If you’ve known me long, you know I’m not a huge fan of lengthy digressions, especially when they venture into “lessons,” but I found myself amused with Ishida’s book. It may be that I am interested in her unusual approach to the conversation of time and money—of consumerism and what is worth the while and investing in. I’m not sure anyone could successfully accuse her approach of being didactic. The narrative’s “lesson” is written into a Shigin poem, and later, incorporated into a dance under the stars.
I may have been charmed by those quiet insertions of humor, the ninja Frida Kahlo painting, and the playfulness and imagination Ishida offers in her illustrations. I like how the narrative demonstrates what curiosity and creativity can do. I would’ve had this one for my (now grown) Natalya, because of the portrayal of a hard-working, creative genius Ba-chan. Ishida captures the method and madness behind creative work/ers in a fun and energizing way.

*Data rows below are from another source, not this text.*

PR #4, opened 2015-09-04
fixed some safety and potential perf issues

zeliard:
removed a type conversion warning to make buildable in MSVC
removed unused variables: stringstream's base c'tor is not cheap
fixed wrong usages on calling Windows APIs


JonathanHenson:
please include your version of visual studio if you had a compiler error so we know what to test against.

JonathanHenson:
Thank you for your generous work on helping to improve this for the community. Please see my posted comments to each diff. Feel free to reply directly to those if you have a better idea (especially #2). 

I will try and get the things that can be exported today out to you today. Be aware that we have an internal repository that we export, so we will not be merging this directly, but your work is very much appreciated.

zeliard:
Thank you for a quick and kind reply :+1:

JonathanHenson:
We've fixed the signed/unsigned comparison and pushed the change.

PR #13, opened 2015-09-17
Amazon is wrong namespace name, Replaced to Aws

d9magai:
I think `Amazon::` is wrong namespace name.Isnt it?


bretambrose:
You are correct!  The names have evolved over time and that example was written before things were finalized.  We will apply your change internally and it will appear in our next published version.  Thanks!

d9magai:
I'm waiting next published version.
Thank you!

PR #18, opened 2015-09-30
erase useless line

wates:
this variable is always null


JonathanHenson:
This was pushed a while back. Thanks for your contribution.

PR #29, opened 2015-10-06
Fix S3 metadata for PutObjectRequest

sdoh55:
stringstream wasn't cleared for subsequent metadata keys


JonathanHenson:
Good catch! We'll integrate this as soon as possible.

JonathanHenson:
I just pushed an update for this. Thanks for the pull request. Can you verify everything works for you?

sdoh55:
Yep, this fixed the s3 metadata for me.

Ba-Chan The Ninja Grandma is a fun addition to a library; lovers of Japanese culture will have to check it out for sure. Ishida offers pronunciation immediate to a word in parentheticals, and offers a page of trivia at the end of the book. I can see this in households of creatives, artist and scientist alike (which, notably, the book questions the differentiation between the two).